NPR helpfully aired the whole thing.  Want to hear what I’m talking about? Link here: http://www.npr.org/templates/story/story.php?storyId=19086361

Black Mountain Goes Back To “In The Future”

Posted in Music with tags , , , , on February 3, 2008 by johnbuckley100

Trying to describe Black Mountain’s music is like copywriting for one of those Ben and Jerry’s ice cream mash ups.  In some ways, it’s easier to imagine what peanut butter cups mushed with cherry pie might taste like than it is to get a handle on a band that can sound like Sly and Family Stone jamming with Black Sabbath.  Okay, they’ve got big, slow, gooey riffs, and when Stephen McBean and Amber Webber get that call and response thing going, you do indeed think of Sly calling out and Ozzy responding.
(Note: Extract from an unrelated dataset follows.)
PR #2210, opened 2023-10-10

bitigchi:
WIP, strings to be added.

@adriaandegroot, I need more context about the strings in `prettyName()`. Where are they displayed exactly, are they titles some sort of? Other than that, please see if the message format in `prettyStatusMessage()` is alright, I presume this is one of the strings displayed during progress bar, right?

But that was then — on their superb 2005 eponymous debut.  “In the Future” is more like a mashup of Deep Purple with the Human Switchboard, and I mean that as a compliment.### This is a heavy album, Ummagumma meets PJ Harvey.  I miss the light, Tom Herman-esque guitar playing of the first album, and it seems a step farther in the direction of darkness than the rosy alpenglow of their Pink Mountaintops sister band/offshoot.  It’s been a while since I’ve cheerfully signed up to listen to prog rock, as this often is.  ###  But when it’s good — when the Blood Meridian rhythm section of Joshua Wells (drums) and Matthew Camirand (bass) crank up the bottom, and Amber Weber’s voice soars, as it does on “Queens Will Play,” and Stephen McBean leads the incantation — these guys tower over the coastal fjords of British Columbia, casting their shadow on the entire Vancouver scene.   ### I miss the pure fun of “Druganaut,” and “No Satisfaction,” and “Bicycle Man” from their earlier work.  But I can’t get “In The Future” out of the rotation on my iPod.  This is more nourishing than a bowl full of Phish Food.